PR #293, opened 2021-06-17
Feature/three line component

emclaug2:
- Add 3 Liner component with some storybook examples


emclaug2:
Hosted here: https://pxblue-react-library.web.app/?path=/story/intro-overview--px-blue-react-components

huayunh:
That collapsed typography style doesn't look right to me.

components/src/core/AppBar/AppBar.tsx
```diff
@@ -16,6 +16,7 @@ export type AppBarClasses = {
     root?: string;
     background?: string;
     expanded?: string;
+    collapsed?: string;
```
joebochill, line 19: What is the difference between `collapsed` and `root`?

components/src/core/ThreeLiner/ThreeLiner.tsx
```diff
@@ -0,0 +1,94 @@
...
+    info?: string;
+};
+
+const useStyles = makeStyles((theme: Theme) =>
+    createStyles({
+        root: {
+            display: 'flex',
+            height: '100%',
+            flexDirection: 'column',
+            justifyContent: 'center',
```
joebochill, line 18: Just curious, does this need to be flex? It seems like it should work as block

components/src/core/ThreeLiner/ThreeLiner.tsx
```diff
@@ -0,0 +1,94 @@
...
+
+    /**
+     * Custom classes to add to app bar elements
+     * Default: none
+     */
+    classes?: Partial<ThreeLinerClasses>;
+};
+
+const ThreeLinerRenderer: React.ForwardRefRenderFunction<unknown, ThreeLinerProps> = (props: ThreeLinerProps) => {
+    const { title, subtitle, info, classes = {}, className, ...otherDivProps } = props;
```
joebochill, line 82: you'll need to destructure `animationDuration` here (with an eslint ignore for unused vars) or it will get passed to the root div and throw a warning in the console.

components/src/core/ThreeLiner/ThreeLiner.tsx
```diff
@@ -0,0 +1,94 @@
...
+            fontWeight: 300,
+        },
+    })
+);
+
+export type ThreeLinerProps = HTMLAttributes<HTMLDivElement> & {
+    /**
+     * First Line Content
+     */
+    title?: string | JSX.Element;
```
joebochill, line 57: These should be `ReactNode`, which is 'anything that can be rendered' (numbers, boolean, string, JSX Element)

docs/ThreeLiner.md
```diff
@@ -0,0 +1,27 @@
+# Three Liner
+
+The `ThreeLiner` can display up to three lines of stylized text or other ng-content. It is most commonly used within the context of a [`AppBar`](./AppBar.md) component where the text can grow / shrink as the App Bar is expanded and collapsed.
```
joebochill, line 3: ng-content doesn't exist in react 😛

joebochill (commented):
Why are we deleting yarn.lock?

components/src/core/ThreeLiner/ThreeLiner.tsx
emclaug2: These are updated now to be ReactNodes

docs/ThreeLiner.md
emclaug2: Good catch, it's now "custom" content.

components/src/core/ThreeLiner/ThreeLiner.tsx
emclaug2: This has been destructured, should be good now

components/src/core/AppBar/AppBar.tsx
emclaug2: I added in the `collapsed` class because I only want these styles to be applied to a collapsed appbar.  If I put some of these styles on the root, I'd have to add additional styles to the `expanded` class set to disable the root styles that I no longer want.

components/src/core/ThreeLiner/ThreeLiner.tsx
emclaug2: I used flex here so that the three liner would be center aligned when the toolbar is collapsed.  This is a little weird because the positioning here does not match angular.

emclaug2:
> Why are we deleting yarn.lock?

This should not be deleted; I forgot to add this file!

emclaug2:
> That collapsed typography style doesn't look right to me.

I think the styles should be better now.  I'm going to redeploy the storybook app.

emclaug2:
Appbar hosted here: https://pxblue-react-library.web.app/?path=/story/*

demos/storybook/stories/three-liner/with-custom-content.tsx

* **Work request**
Return the full material exactly.

* **Task output**
PR #293, opened 2021-06-17
Feature/three line component

emclaug2:
- Add 3 Liner component with some storybook examples


emclaug2:
Hosted here: https://pxblue-react-library.web.app/?path=/story/intro-overview--px-blue-react-components

huayunh:
That collapsed typography style doesn't look right to me.

components/src/core/AppBar/AppBar.tsx
```diff
@@ -16,6 +16,7 @@ export type AppBarClasses = {
     root?: string;
     background?: string;
     expanded?: string;
+    collapsed?: string;
```
joebochill, line 19: What is the difference between `collapsed` and `root`?

components/src/core/ThreeLiner/ThreeLiner.tsx
```diff
@@ -0,0 +1,94 @@
...
+    info?: string;
+};
+
+const useStyles = makeStyles((theme: Theme) =>
+    createStyles({
+        root: {
+            display: 'flex',
+            height: '100%',
+            flexDirection: 'column',
+            justifyContent: 'center',
```
joebochill, line 18: Just curious, does this need to be flex? It seems like it should work as block

components/src/core/ThreeLiner/ThreeLiner.tsx
```diff
@@ -0,0 +1,94 @@
...
+
+    /**
+     * Custom classes to add to app bar elements
+     * Default: none
+     */
+    classes?: Partial<ThreeLinerClasses>;
+};
+
+const ThreeLinerRenderer: React.ForwardRefRenderFunction<unknown, ThreeLinerProps> = (props: ThreeLinerProps) => {
+    const { title, subtitle, info, classes = {}, className, ...otherDivProps } = props;
```
joebochill, line 82: you'll need to destructure `animationDuration` here (with an eslint ignore for unused vars) or it will get passed to the root div and throw a warning in the console.

components/src/core/ThreeLiner/ThreeLiner.tsx
```diff
@@ -0,0 +1,94 @@
...
+            fontWeight: 300,
+        },
+    })
+);
+
+export type ThreeLinerProps = HTMLAttributes<HTMLDivElement> & {
+    /**
+     * First Line Content
+     */
+    title?: string | JSX.Element;
```
joebochill, line 57: These should be `ReactNode`, which is 'anything that can be rendered' (numbers, boolean, string, JSX Element)

docs/ThreeLiner.md
```diff
@@ -0,0 +1,27 @@
+# Three Liner
+
+The `ThreeLiner` can display up to three lines of stylized text or other ng-content. It is most commonly used within the context of a [`AppBar`](./AppBar.md) component where the text can grow / shrink as the App Bar is expanded and collapsed.
```
joebochill, line 3: ng-content doesn't exist in react 😛

joebochill (commented):
Why are we deleting yarn.lock?

components/src/core/ThreeLiner/ThreeLiner.tsx
emclaug2: These are updated now to be ReactNodes

docs/ThreeLiner.md
emclaug2: Good catch, it's now "custom" content.

components/src/core/ThreeLiner/ThreeLiner.tsx
emclaug2: This has been destructured, should be good now

components/src/core/AppBar/AppBar.tsx
emclaug2: I added in the `collapsed` class because I only want these styles to be applied to a collapsed appbar.  If I put some of these styles on the root, I'd have to add additional styles to the `expanded` class set to disable the root styles that I no longer want.

components/src/core/ThreeLiner/ThreeLiner.tsx
emclaug2: I used flex here so that the three liner would be center aligned when the toolbar is collapsed.  This is a little weird because the positioning here does not match angular.

emclaug2:
> Why are we deleting yarn.lock?

This should not be deleted; I forgot to add this file!

emclaug2:
> That collapsed typography style doesn't look right to me.

I think the styles should be better now.  I'm going to redeploy the storybook app.

emclaug2:
Appbar hosted here: https://pxblue-react-library.web.app/?path=/story/*

demos/storybook/stories/three-liner/with-custom-content.tsx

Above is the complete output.